**PROBLEM DESCRIPTION:**
For the data below, report how many lines contain the string "those" and write nothing more.

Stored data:

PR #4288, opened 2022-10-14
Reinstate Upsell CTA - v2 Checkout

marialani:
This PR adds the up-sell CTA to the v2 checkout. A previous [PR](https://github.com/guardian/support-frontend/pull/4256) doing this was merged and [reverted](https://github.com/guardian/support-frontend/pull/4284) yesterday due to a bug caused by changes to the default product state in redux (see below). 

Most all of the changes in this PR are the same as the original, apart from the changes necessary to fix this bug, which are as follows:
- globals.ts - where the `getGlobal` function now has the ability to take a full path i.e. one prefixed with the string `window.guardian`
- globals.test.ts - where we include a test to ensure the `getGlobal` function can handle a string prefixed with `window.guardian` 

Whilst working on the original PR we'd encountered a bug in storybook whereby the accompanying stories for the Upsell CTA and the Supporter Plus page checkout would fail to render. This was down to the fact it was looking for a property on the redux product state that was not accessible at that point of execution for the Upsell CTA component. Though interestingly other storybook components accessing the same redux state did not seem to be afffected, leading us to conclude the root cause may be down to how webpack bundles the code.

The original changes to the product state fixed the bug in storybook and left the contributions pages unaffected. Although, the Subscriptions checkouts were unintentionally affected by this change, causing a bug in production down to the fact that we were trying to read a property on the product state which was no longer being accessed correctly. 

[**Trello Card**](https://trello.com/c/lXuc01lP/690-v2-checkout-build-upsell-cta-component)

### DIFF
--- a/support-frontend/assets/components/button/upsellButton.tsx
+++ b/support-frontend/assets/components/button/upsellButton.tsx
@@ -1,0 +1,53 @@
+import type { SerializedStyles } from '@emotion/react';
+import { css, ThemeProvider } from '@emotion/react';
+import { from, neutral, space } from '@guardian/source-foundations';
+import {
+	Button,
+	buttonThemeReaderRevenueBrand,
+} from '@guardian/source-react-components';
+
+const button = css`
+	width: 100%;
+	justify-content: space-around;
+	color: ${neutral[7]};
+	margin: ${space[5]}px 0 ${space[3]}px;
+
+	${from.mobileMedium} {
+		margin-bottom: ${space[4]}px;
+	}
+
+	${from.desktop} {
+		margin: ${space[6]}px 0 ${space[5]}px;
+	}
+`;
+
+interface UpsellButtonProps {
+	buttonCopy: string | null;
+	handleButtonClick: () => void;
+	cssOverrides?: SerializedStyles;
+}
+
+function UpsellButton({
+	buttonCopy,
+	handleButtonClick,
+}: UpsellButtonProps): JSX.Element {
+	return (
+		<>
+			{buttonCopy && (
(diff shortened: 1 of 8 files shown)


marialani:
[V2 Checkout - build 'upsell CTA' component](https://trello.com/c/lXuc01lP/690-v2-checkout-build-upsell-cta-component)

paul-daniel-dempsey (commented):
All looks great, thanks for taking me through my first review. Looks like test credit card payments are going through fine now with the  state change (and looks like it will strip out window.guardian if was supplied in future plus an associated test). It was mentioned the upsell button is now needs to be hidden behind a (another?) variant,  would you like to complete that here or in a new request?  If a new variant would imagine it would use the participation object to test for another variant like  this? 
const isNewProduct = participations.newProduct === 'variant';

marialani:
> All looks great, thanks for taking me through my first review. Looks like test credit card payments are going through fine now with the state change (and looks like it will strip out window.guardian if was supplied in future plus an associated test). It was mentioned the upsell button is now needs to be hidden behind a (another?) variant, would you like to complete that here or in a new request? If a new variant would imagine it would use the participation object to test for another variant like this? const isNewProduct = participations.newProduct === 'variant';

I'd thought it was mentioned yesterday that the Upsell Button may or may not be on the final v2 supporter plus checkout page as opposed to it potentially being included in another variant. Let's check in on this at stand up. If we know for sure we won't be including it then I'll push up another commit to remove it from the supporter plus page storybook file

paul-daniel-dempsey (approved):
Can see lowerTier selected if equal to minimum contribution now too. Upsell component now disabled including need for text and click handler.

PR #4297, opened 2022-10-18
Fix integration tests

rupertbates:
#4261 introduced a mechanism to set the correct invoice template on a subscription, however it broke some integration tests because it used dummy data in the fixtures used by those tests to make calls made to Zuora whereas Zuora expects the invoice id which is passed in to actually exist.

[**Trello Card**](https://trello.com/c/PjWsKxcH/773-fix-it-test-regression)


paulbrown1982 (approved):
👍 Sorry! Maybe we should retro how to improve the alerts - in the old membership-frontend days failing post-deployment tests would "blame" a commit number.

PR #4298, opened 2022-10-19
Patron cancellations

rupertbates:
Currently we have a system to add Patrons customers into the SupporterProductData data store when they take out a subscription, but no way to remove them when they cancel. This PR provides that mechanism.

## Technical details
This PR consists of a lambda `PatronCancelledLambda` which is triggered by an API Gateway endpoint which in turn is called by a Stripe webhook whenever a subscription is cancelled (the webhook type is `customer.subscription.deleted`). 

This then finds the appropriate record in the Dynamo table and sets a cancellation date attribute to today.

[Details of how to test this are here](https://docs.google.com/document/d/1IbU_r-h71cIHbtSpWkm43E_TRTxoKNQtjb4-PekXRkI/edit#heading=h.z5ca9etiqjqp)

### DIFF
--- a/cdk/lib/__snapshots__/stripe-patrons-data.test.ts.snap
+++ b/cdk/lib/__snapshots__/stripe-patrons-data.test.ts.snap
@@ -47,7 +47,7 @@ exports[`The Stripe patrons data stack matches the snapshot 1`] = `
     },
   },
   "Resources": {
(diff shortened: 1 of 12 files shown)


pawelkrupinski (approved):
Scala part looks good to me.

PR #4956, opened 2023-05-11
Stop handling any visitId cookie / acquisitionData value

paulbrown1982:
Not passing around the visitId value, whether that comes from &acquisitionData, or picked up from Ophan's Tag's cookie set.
* * *
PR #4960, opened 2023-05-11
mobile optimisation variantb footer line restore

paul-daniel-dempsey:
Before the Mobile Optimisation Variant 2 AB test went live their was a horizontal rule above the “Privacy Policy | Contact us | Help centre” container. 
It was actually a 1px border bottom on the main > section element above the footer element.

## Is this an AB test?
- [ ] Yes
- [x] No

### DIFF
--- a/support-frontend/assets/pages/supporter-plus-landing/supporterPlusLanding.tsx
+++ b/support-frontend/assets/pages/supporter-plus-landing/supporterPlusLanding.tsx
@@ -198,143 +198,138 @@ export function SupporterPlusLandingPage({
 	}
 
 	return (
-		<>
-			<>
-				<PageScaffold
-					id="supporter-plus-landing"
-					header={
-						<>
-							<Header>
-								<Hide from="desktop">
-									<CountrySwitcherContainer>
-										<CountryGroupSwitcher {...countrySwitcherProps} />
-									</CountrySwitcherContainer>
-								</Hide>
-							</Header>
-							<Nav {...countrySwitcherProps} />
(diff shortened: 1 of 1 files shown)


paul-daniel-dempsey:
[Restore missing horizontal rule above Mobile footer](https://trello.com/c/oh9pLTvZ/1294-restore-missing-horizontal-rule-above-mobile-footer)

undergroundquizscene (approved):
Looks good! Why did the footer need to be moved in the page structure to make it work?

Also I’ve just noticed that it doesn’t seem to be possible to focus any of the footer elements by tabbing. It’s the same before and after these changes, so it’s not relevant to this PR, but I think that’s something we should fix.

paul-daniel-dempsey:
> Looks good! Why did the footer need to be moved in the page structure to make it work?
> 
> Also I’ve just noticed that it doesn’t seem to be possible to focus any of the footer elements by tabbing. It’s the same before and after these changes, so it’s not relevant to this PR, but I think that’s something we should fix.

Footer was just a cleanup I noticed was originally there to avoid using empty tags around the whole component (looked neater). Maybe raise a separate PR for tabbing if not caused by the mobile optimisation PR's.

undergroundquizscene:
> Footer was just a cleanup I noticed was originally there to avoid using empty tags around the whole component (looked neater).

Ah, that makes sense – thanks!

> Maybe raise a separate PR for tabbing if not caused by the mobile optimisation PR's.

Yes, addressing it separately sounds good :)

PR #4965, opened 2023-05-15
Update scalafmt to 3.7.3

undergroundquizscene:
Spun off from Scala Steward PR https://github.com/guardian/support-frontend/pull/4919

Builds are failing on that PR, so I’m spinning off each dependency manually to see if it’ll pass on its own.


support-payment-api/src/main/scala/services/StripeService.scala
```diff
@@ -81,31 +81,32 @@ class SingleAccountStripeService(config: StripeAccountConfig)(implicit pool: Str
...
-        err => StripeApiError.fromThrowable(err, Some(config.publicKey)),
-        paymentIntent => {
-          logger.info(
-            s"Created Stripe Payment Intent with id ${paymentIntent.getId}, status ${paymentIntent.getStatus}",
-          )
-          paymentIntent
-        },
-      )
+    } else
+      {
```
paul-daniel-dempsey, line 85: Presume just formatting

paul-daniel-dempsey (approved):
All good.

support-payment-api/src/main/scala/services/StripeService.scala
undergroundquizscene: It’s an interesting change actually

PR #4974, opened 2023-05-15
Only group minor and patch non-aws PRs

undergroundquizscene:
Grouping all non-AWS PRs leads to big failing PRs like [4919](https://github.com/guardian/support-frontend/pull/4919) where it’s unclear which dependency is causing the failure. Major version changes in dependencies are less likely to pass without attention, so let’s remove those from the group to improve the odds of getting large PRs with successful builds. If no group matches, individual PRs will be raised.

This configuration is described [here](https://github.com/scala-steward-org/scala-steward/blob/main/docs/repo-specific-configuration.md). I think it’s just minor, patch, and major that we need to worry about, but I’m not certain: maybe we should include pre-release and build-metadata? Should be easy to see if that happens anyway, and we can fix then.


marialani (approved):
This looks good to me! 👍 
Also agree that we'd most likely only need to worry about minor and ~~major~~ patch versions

**RESPONSE AREA:**
2